*** Opening of Data for processing ***

PR #2268, opened 2022-05-10
Fix redundant statements

lqhuang:
## Type of changes

- [ ] Bug fix
- [ ] New feature
- [ ] Tests
- [x] Other (cleanup)

## Checklist

  - [x] CONTRIBUTORS.md is updated.
  - [ ] There is no new feature or bugfix, so no need to update CHANGELOG.md.

## Description

I found some generally duplicated functional snippets.

I thought in `rich/console.py`, [line 662-664, line 676-687](https://github.com/Textualize/rich/blob/1772458f80924c78fa3a8d0260bca9762ad86e18/rich/console.py#L676-L687) and [line 986-999](https://github.com/Textualize/rich/blob/1772458f80924c78fa3a8d0260bca9762ad86e18/rich/console.py#L986-L999)(`size` property) seem have exactly same effects. I checked other places to find related invokes, no more special case, so I have removed one of them in this PR.

Please review and confirm it actually redundant.

Thanks!

### DIFF
--- a/rich/console.py
+++ b/rich/console.py
@@ -659,9 +659,6 @@ class Console:
             width = width or 93
             height = height or 100
 
-        self._width = width
-        self._height = height
-        self.soft_wrap = soft_wrap
         self.tab_size = tab_size
         self.record = record
         self._markup = markup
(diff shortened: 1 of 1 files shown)


rich/console.py
```diff
@@ -673,18 +673,6 @@ def __init__(
             if legacy_windows is None
             else legacy_windows
         )
-        if width is None:
```
willmcgugan, line 676: This block is not redundant. It the size from being calculated ever time the size property is used.

lqhuang: Thanks for review! I check it again, it definitely will result in different values in some cases. Actually, I just want to clean up [Line 662-664](https://github.com/Textualize/rich/blob/1772458f80924c78fa3a8d0260bca9762ad86e18/rich/console.py#L662-L664) at first, then I glanced some codes in `def size` are very similar, that's my fault.

So how about current updates?

willmcgugan (approved):

willmcgugan:
Thanks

*** Close of Data for processing ***

In the records above, find the line with "## Checklist"; write out exactly that line and each one after it, stopping after the line with "I found some".

**Result of the task:**
## Checklist

  - [x] CONTRIBUTORS.md is updated.
  - [ ] There is no new feature or bugfix, so no need to update CHANGELOG.md.

## Description

I found some generally duplicated functional snippets.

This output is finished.